Giving Vincent a mere cable bridge to balance. Because he didn’t care to rehabilitate the Coalition in their eyes. But Vincentneeded to retain their respect.
And he wasn’t about to address the citizens.
“People of New Amazonia,” he began, raising his voice and pitching it so the audio motes would recognize it and amplify it across the crowd. “I stand before you today in hope–”
It was as far as he got. Michelangelo shouted “Shooter!”and Vincent, as he was conditioned to do, went limp.
The next sensation should have been a blow, the impact of Angelo’s body taking him down, covering him.
But it didn’t happen quite that way.
Certain things happened when Michelangelo saw the gun come up, and all of them happened fast enough that if later asked, he would have been unable to provide their sequence.
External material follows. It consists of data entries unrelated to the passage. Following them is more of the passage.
PR #360, opened 2019-02-22
Deploy config tweaks

ali-abrar:
Opening this on behalf of @luigy

### DIFF
--- a/lib/command/src/Obelisk/Command/Deploy.hs
+++ b/lib/command/src/Obelisk/Command/Deploy.hs
@@ -143,6 +143,7 @@ deployPush deployPath getNixBuilders = do
         [ "-e"
         , "ssh " <> unwords sshOpts
         , "-qarvz"
+        , "--chown=backend:backend"
         , deployPath </> "config"
         , "root@" <> host <> ":/var/lib/backend"
         ]
--- a/lib/command/src/Obelisk/Command/Deploy.hs
+++ b/lib/command/src/Obelisk/Command/Deploy.hs
@@ -140,7 +140,8 @@ deployPush deployPath getNixBuilders = do
   withSpinner "Uploading config" $ ifor_ buildOutputByHost $ \host _ -> do
     callProcessAndLogOutput (Notice, Warning) $
       proc "rsync"
-        [ "-e ssh " <> unwords sshOpts
+        [ "-e"
+        , "ssh " <> unwords sshOpts
         , "-qarvz"
         , deployPath </> "config"
         , "root@" <> host <> ":/var/lib/backend"
--- a/default.nix
+++ b/default.nix
@@ -238,7 +238,7 @@ in rec {
           inherit uid;
           group = group;
         };
-        users.extraGroups.${group}.gid = gid;
+        groups.${group}.gid = gid;
       };
     };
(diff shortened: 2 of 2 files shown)


lib/command/src/Obelisk/Command/Deploy.hs
```diff
@@ -140,8 +140,10 @@ deployPush deployPath getNixBuilders = do
   withSpinner "Uploading config" $ ifor_ buildOutputByHost $ \host _ -> do
     callProcessAndLogOutput (Notice, Warning) $
       proc "rsync"
-        [ "-e ssh " <> unwords sshOpts
+        [ "-e"
+        , "ssh " <> unwords sshOpts
         , "-qarvz"
+        , "--chown=backend:backend"
```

He registered the weapon before it was sighted in, shouted a warning, pointed, and dove for Claude Singapore. A split‑second judgment, based on the realization that the weapon was tending toward her, that Vincent’s wardrobe would afford him protection, and that Vincent had partial cover behind the lectern.
Shafaqat Delhi was half a step behind him, and she landed atop Vincent, who had recovered from his surprise enough to dive with her to the floor of the stage and land facedown, arms around his head. Michelangelo lost sight of him then; he felt the shock and smelled the snapof ozone as something struck his wardrobe and he struck Elder Singapore.
A second gunshot cracked, louder and longer–two fired at once?–and Michelangelo’s skin jumped away from transmitted pressure as his wardrobe caught that one, too. Shouting echoed around the square: more gunfire, now. Not surprising, when most of the crowd was armed, but it seemed fairly restrained, and no more bullets were arching over the stage.
And the prime minister was shoving at his chest and cursing him as his wardrobe snapped painful sparks at her. “Stay down,” he hissed. He slapped the cutoff on his watch so it wouldn’t electrocute her, and caught her hand as she was reaching for her weapon. “Let security handle it.”